Transcribe every record below word for word.
□ □ □ □
PR #167, opened 2021-01-13
Update AMRFinderPlus 3.9.8

andersgs:


kapsakcj:
Hi Anders, thanks for another PR. The docker image builds and runs successfully, but I want to suggest some changes to help improve it.

- switch to `ubuntu:focal` for base image
- install ncbi-blast+ and hmmer via `apt-get` instead of manually. More recent versions of `ncbi-blast+` (v2.9.0) and `hmmer` (v3.3) can be installed via apt-get with a more recent version of Ubuntu

These changes significantly reduce the size of the docker image, simplifies the dockerfile, and speeds up the image build process

Saves almost half of a GB:
```
anders/amrfinder                            3.9.8-focal                   578aa37789b6   15 minutes ago   616MB
anders/amrfinder                            3.9.8-bionic                  32321266eb64   19 minutes ago   1.22GB
```

I'm going to push a commit with these changes, but please let me know if you'd like to keep the dockerfile the way you have it. We can revert the commit.

kapsakcj:
With my changes to the dockerfile, the docker image still builds successfully and I ran one E. coli assembly through:
```
$ amrfinder --threads 8 -o amrfinder-3.9.8-focal-cleaned-up-test -n ecoli.skesa.fasta --plus -O Escherichia
Running: amrfinder --threads 8 -o amrfinder-3.9.8-focal-cleaned-up-test -n ecoli.skesa.fasta --plus -O Escherichia
Software directory: '/amrfinder/'
Software version: 3.9.8
Database directory: '/amrfinder/data/2020-12-17.1'
Database version: 2020-12-17.1
AMRFinder translated nucleotide and mutation search
Running blastx...
Running blastn...
AMRFinder took 65 seconds to complete
```

Let me know what you'd like to do!

andersgs:
@kapsakcj that is a great change! 

I was going to make a few changes to try to minimise the size too, such as multistage build and organise the location of the installed files all to a single folder, rather than directly on root (/) as they are now.

but, i need image urgently...

andersgs:
My only concern is that the BLAST version might be too old... And, v2.9.0 may just be on the cusp of acceptable, as the blast database versions change from 4 to 5, and 2.9.0 might be the last version that supports both? I think...

kapsakcj:
Got it. How about we move to ubuntu:groovy? It has ncbi-blast+ v2.10.1 available via apt

kapsakcj:
I can test out with ubuntu:groovy as the new base image

kapsakcj:
OK, with the new base image, everything builds fine and runs as expected too. I will merge the PR and build on dockerhub

andersgs:
Thank you @kapsakcj!!

kapsakcj:
No problem and thank you for the dockerfile!

The new docker image is now available with the new tag, `staphb/ncbi-amrfinderplus:3.9.8`, and `staphb/ncbi-amrfinderplus:latest` tag (until we add a new version)

It is way smaller than I expected - uncompressed 650MB and compressed 178MB.

Please let me know if you run into any issues!

PR #171, opened 2021-01-22
Fixed artic dockerfiles and added to readme

AbigailShockey:


kapsakcj:
Thanks for the updates! We ran out of free TravisCI credits so that check won't run or complete. I'll merge and rebuild on dockerhub shortly

PR #174, opened 2021-02-05
Update pangolin to v2.1.11

andersgs:


kapsakcj:
Thanks for the PR. I'll push to dockerhub.

FYI I added a couple of things in the last dockerfile, pangolin v2.1.10, to try to reduce the size of the image. It helped a tiny bit, but the image is still pretty large. I don't know if we can get around it due to the number of dependencies for pangolin. 

https://github.com/StaPH-B/docker-builds/blob/fe60b3fdfb94f7e1327bef9d912c6ec63a9a5125/pangolin/2.1.10/Dockerfile#L27

and a bit further down:
https://github.com/StaPH-B/docker-builds/blob/fe60b3fdfb94f7e1327bef9d912c6ec63a9a5125/pangolin/2.1.10/Dockerfile#L72

PR #178, opened 2021-02-19
Add Treemmer

AbigailShockey:


kapsakcj:
Hi Abigail - thanks for the PR. Is there any particular reason for the separate `pip2 install X` commands? The docker image might build faster & more efficiently if you combine that into one command e.g. `pip2 install numpy==1.16.6 ete3==3.1.1 <others>`.

Another suggested change - could you combine lines 39 and 40 into one layer?
```Dockerfile
ENV PATH="/Treemmer:${PATH}" \
  LC_ALL=C
```

And I think you are ok with line 33, but it would be safer to include a `/` in front of data e.g. `mkdir /data` to ensure that it ends up at the root of the filesystem

Thanks for the PR, this is the first I've heard of Treemmer!

AbigailShockey:
Fixed issues in previous comment

kapsakcj:
Thanks, those changes look good.

Also.....sorry for being a bother, but I noticed this on the gitlab site
> Treemmer moved to GitHub and this page is not updated: please find the last version of Treemmer here : https://github.com/fmenardo/Treemmer

I think it might be better to list the github urls instead of gitlab

kapsakcj:
ok, its available on dockerhub now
□ □ □ □
Task solution:
PR #167, opened 2021-01-13
Update AMRFinderPlus 3.9.8

andersgs:


kapsakcj:
Hi Anders, thanks for another PR. The docker image builds and runs successfully, but I want to suggest some changes to help improve it.

- switch to `ubuntu:focal` for base image
- install ncbi-blast+ and hmmer via `apt-get` instead of manually. More recent versions of `ncbi-blast+` (v2.9.0) and `hmmer` (v3.3) can be installed via apt-get with a more recent version of Ubuntu

These changes significantly reduce the size of the docker image, simplifies the dockerfile, and speeds up the image build process

Saves almost half of a GB:
```
anders/amrfinder                            3.9.8-focal                   578aa37789b6   15 minutes ago   616MB
anders/amrfinder                            3.9.8-bionic                  32321266eb64   19 minutes ago   1.22GB
```

I'm going to push a commit with these changes, but please let me know if you'd like to keep the dockerfile the way you have it. We can revert the commit.

kapsakcj:
With my changes to the dockerfile, the docker image still builds successfully and I ran one E. coli assembly through:
```
$ amrfinder --threads 8 -o amrfinder-3.9.8-focal-cleaned-up-test -n ecoli.skesa.fasta --plus -O Escherichia
Running: amrfinder --threads 8 -o amrfinder-3.9.8-focal-cleaned-up-test -n ecoli.skesa.fasta --plus -O Escherichia
Software directory: '/amrfinder/'
Software version: 3.9.8
Database directory: '/amrfinder/data/2020-12-17.1'
Database version: 2020-12-17.1
AMRFinder translated nucleotide and mutation search
Running blastx...
Running blastn...
AMRFinder took 65 seconds to complete
```

Let me know what you'd like to do!

andersgs:
@kapsakcj that is a great change! 

I was going to make a few changes to try to minimise the size too, such as multistage build and organise the location of the installed files all to a single folder, rather than directly on root (/) as they are now.

but, i need image urgently...

andersgs:
My only concern is that the BLAST version might be too old... And, v2.9.0 may just be on the cusp of acceptable, as the blast database versions change from 4 to 5, and 2.9.0 might be the last version that supports both? I think...

kapsakcj:
Got it. How about we move to ubuntu:groovy? It has ncbi-blast+ v2.10.1 available via apt

kapsakcj:
I can test out with ubuntu:groovy as the new base image

kapsakcj:
OK, with the new base image, everything builds fine and runs as expected too. I will merge the PR and build on dockerhub

andersgs:
Thank you @kapsakcj!!

kapsakcj:
No problem and thank you for the dockerfile!

The new docker image is now available with the new tag, `staphb/ncbi-amrfinderplus:3.9.8`, and `staphb/ncbi-amrfinderplus:latest` tag (until we add a new version)

It is way smaller than I expected - uncompressed 650MB and compressed 178MB.

Please let me know if you run into any issues!

PR #171, opened 2021-01-22
Fixed artic dockerfiles and added to readme

AbigailShockey:


kapsakcj:
Thanks for the updates! We ran out of free TravisCI credits so that check won't run or complete. I'll merge and rebuild on dockerhub shortly

PR #174, opened 2021-02-05
Update pangolin to v2.1.11

andersgs:


kapsakcj:
Thanks for the PR. I'll push to dockerhub.

FYI I added a couple of things in the last dockerfile, pangolin v2.1.10, to try to reduce the size of the image. It helped a tiny bit, but the image is still pretty large. I don't know if we can get around it due to the number of dependencies for pangolin. 

https://github.com/StaPH-B/docker-builds/blob/fe60b3fdfb94f7e1327bef9d912c6ec63a9a5125/pangolin/2.1.10/Dockerfile#L27

and a bit further down:
https://github.com/StaPH-B/docker-builds/blob/fe60b3fdfb94f7e1327bef9d912c6ec63a9a5125/pangolin/2.1.10/Dockerfile#L72

PR #178, opened 2021-02-19
Add Treemmer

AbigailShockey:


kapsakcj:
Hi Abigail - thanks for the PR. Is there any particular reason for the separate `pip2 install X` commands? The docker image might build faster & more efficiently if you combine that into one command e.g. `pip2 install numpy==1.16.6 ete3==3.1.1 <others>`.

Another suggested change - could you combine lines 39 and 40 into one layer?
```Dockerfile
ENV PATH="/Treemmer:${PATH}" \
  LC_ALL=C
```

And I think you are ok with line 33, but it would be safer to include a `/` in front of data e.g. `mkdir /data` to ensure that it ends up at the root of the filesystem

Thanks for the PR, this is the first I've heard of Treemmer!

AbigailShockey:
Fixed issues in previous comment

kapsakcj:
Thanks, those changes look good.

Also.....sorry for being a bother, but I noticed this on the gitlab site
> Treemmer moved to GitHub and this page is not updated: please find the last version of Treemmer here : https://github.com/fmenardo/Treemmer

I think it might be better to list the github urls instead of gitlab

kapsakcj:
ok, its available on dockerhub now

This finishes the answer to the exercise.